## WHAT IS EXPECTED
Every line of the material must appear in the answer exactly as it does here.

## PROVIDED DATA

PR #893, opened 2016-10-03
Allow load critical but optional polyfills

langpavel:
This patch allows load heavy polyfills (such as intl) asynchronously and optionally before app run through webpack code splitting feature.

### DIFF
--- a/src/client.js
+++ b/src/client.js
@@ -156,16 +156,20 @@ async function onLocationChange(location) {
   }
 }
 
-// Handle client-side navigation by using HTML5 History API
-// For more information visit https://github.com/mjackson/history#readme
-context.history.listen(onLocationChange);
-onLocationChange(currentLocation);
+export default function main() {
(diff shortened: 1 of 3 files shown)


frenzzy:
Why do you need this separate chunk if you anyway do not launch the application until all "heavy" dependencies will be loaded? All the critical part of the application must be loaded synchronously and only additional staff can be loaded asynchronously which is not required for initial start.

If you just want to split vendor code then you can create a separate entry point for vendors and load them synchronous:
```html
<script src="/assets/vendor.js"></script>
<script src="/assets/main.js"></script>
```

langpavel:
@frenzzy look at `feature/react-intl`. There is heavy polyfill for the `intl` which is only loaded for Safari. It can be completely ignored otherwise.

Main chunk with app is always loaded and immediately executed in most browsers, but delayed in execution after Safari is polyfilled...

langpavel:
Included in `feature/react-intl`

## RESPONSE TO THIS TASK
PR #893, opened 2016-10-03
Allow load critical but optional polyfills

langpavel:
This patch allows load heavy polyfills (such as intl) asynchronously and optionally before app run through webpack code splitting feature.

### DIFF
--- a/src/client.js
+++ b/src/client.js
@@ -156,16 +156,20 @@ async function onLocationChange(location) {
   }
 }
 
-// Handle client-side navigation by using HTML5 History API
-// For more information visit https://github.com/mjackson/history#readme
-context.history.listen(onLocationChange);
-onLocationChange(currentLocation);
+export default function main() {
(diff shortened: 1 of 3 files shown)


frenzzy:
Why do you need this separate chunk if you anyway do not launch the application until all "heavy" dependencies will be loaded? All the critical part of the application must be loaded synchronously and only additional staff can be loaded asynchronously which is not required for initial start.

If you just want to split vendor code then you can create a separate entry point for vendors and load them synchronous:
```html
<script src="/assets/vendor.js"></script>
<script src="/assets/main.js"></script>
```

langpavel:
@frenzzy look at `feature/react-intl`. There is heavy polyfill for the `intl` which is only loaded for Safari. It can be completely ignored otherwise.

Main chunk with app is always loaded and immediately executed in most browsers, but delayed in execution after Safari is polyfilled...

langpavel:
Included in `feature/react-intl`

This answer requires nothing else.